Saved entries
PR #94, opened 2022-08-08
Memory pair game

AsaMitaka:
### [Memory pair game](https://kottans.org/frontend/tasks/memory-pair-game.html)

[Demo](https://asamitaka.github.io/kottans-frontend/memory-pair-game) |
[Code](https://github.com/AsaMitaka/kottans-frontend/tree/main/memory-pair-game)

Please, review.


submissions/asaMitaka/Memory pair game/script.js
```diff
@@ -0,0 +1,106 @@
...
+}
+
+let previousClicked = undefined;
+let currentClicked = undefined;
+let flipped = 0;
+let lockBoard = false;
+
+// Clicked item change img
+function clickedItem(event) {
+    if (this === previousClicked) return;
```
zonzujiro, line 64: Please avoid such things in 2022. :) While it's a completely legit and a working option, it's opaque while reading the code. The reader will need to go and find use cases of your function to understand what values can have `this`.

Instead, you can just use `event.target`.

submissions/asaMitaka/Memory pair game/script.js
```diff
@@ -0,0 +1,106 @@
...
+    if (lockBoard) return;
+    if (!event.target.classList.contains('cardItem__front')) return; 
+
+    event.target.parentElement.classList.add('flip');
```
zonzujiro, line 68: Don't use constructions like `children[0]`, `firstElementChild`, `parentNode`, `nextSibling`, etc. In such a way, you rely on the order of DOM elements. So in case when you will have changed the design - your code will be broken. Which is bad, obviously. Use `querySelector` or `closest`, if in event, instead.

submissions/asaMitaka/Object oriented JS/app.js
```diff
@@ -0,0 +1,169 @@
+// Enemies our player must avoid
```
zonzujiro, line 1: Looks like a redundant file here. You should delete it.

zonzujiro (changes requested):

zonzujiro:
Ah, and use prettier please :)

submissions/asaMitaka/Memory pair game/script.js
```diff
@@ -0,0 +1,113 @@
+let content = document.querySelector('.content');
+const backImg = 'https://i.pinimg.com/originals/13/25/05/132505ba3238e79c00034c905b2ca045.jpg';
+
+let arrOfCards = [
```
zonzujiro, line 4: Common mistake - variable name. Please read review doc :)

submissions/asaMitaka/Memory pair game/script.js
```diff
@@ -0,0 +1,113 @@
...
+    {
+        img: 'https://static3.depositphotos.com/1000695/119/i/450/depositphotos_1190337-stock-photo-figure-eight.jpg',
+        id: 8,
+    },
+];
+
+let shuffledArr = shuffleArr([...arrOfCards, ...arrOfCards]);
+
+shuffledArr.forEach((el) => {
+    content.innerHTML += renderItem(el);
```
zonzujiro, line 42: Common mistake - adding elements in the loop.

https://kottans.org/documentation/docs/doc/code-review/ please check the doc :)

submissions/asaMitaka/Memory pair game/script.js
```diff
@@ -0,0 +1,113 @@
...
+            <img class='cardItem__front' src='${backImg}'/>
+            <img class='cardItem__back' src='${item.img}'/>
+        </div>
+    `;
+}
+
+let previousClicked = undefined;
+let currentClicked = undefined;
+let flipped = 0;
+let lockBoard = false;
```
zonzujiro, line 69: Codestyle - boolean variables should be called with `is`, `has`, etc. In your case it should be `isBoardLocked`.

And `lockBoard` is verb. It's not a function, so it should be noun

submissions/asaMitaka/Memory pair game/script.js
```diff
@@ -0,0 +1,113 @@
...
+
+function clickedItem(event) {
+    if (event.target === previousClicked) return;
+    if (lockBoard) return;
+    if (!event.target.classList.contains('cardItem__front')) return;
```
zonzujiro, line 74: You can make one if for this.

And I would move some checks out of function. No need to call listener in general if board was locked.

submissions/asaMitaka/Memory pair game/script.js
```diff
@@ -0,0 +1,113 @@
...
+
+function clickedItem(event) {
+    if (event.target === previousClicked) return;
+    if (lockBoard) return;
+    if (!event.target.classList.contains('cardItem__front')) return; 
+
+    let parentElement = event.target.closest('.cardItem');
+    parentElement.classList.add('flip');
+
+    if (previousClicked === undefined) {
```
zonzujiro, line 79: Just `!previousClicked`. It's shorter and will fit your needs

submissions/asaMitaka/Memory pair game/script.js
zonzujiro: And function names should be verbs

submissions/asaMitaka/Memory pair game/script.js
```diff
@@ -0,0 +1,113 @@
...
+        let j = Math.floor(Math.random() * (i + 1));
+        [array[i], array[j]] = [array[j], array[i]];
+    }
+
+    return array;
+}
+
+function renderItem(item) {
+    return `
+        <div class='cardItem' data-attribute='${item.id}'>
```
zonzujiro, line 59: `data-attribute` to generic. Please use something more concrete

zonzujiro (changes requested):

submissions/asaMitaka/Memory pair game/script.js
```diff
@@ -36,14 +40,10 @@ let arrOfCards = [
     },
 ];
 
-let shuffledArr = shuffleArr([...arrOfCards, ...arrOfCards]);
-
-shuffledArr.forEach((el) => {
-    content.innerHTML += renderItem(el);
-});
+let shuffledCardList = shuffleArr([...cardsList, ...cardsList]).map((el) => content.innerHTML += renderItem(el));
```
zonzujiro, line 43: Still same mistake - you adding elements inside loop. Don't do that :)

zonzujiro (changes requested):
One last thing. Also, please resolve outdated conversations

zonzujiro (approved):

_Work item_: Looking at the entries above, copy out every line in which "shuffleArr" occurs.

_Output of the task_:
+let shuffledArr = shuffleArr([...arrOfCards, ...arrOfCards]);
-let shuffledArr = shuffleArr([...arrOfCards, ...arrOfCards]);
+let shuffledCardList = shuffleArr([...cardsList, ...cardsList]).map((el) => content.innerHTML += renderItem(el));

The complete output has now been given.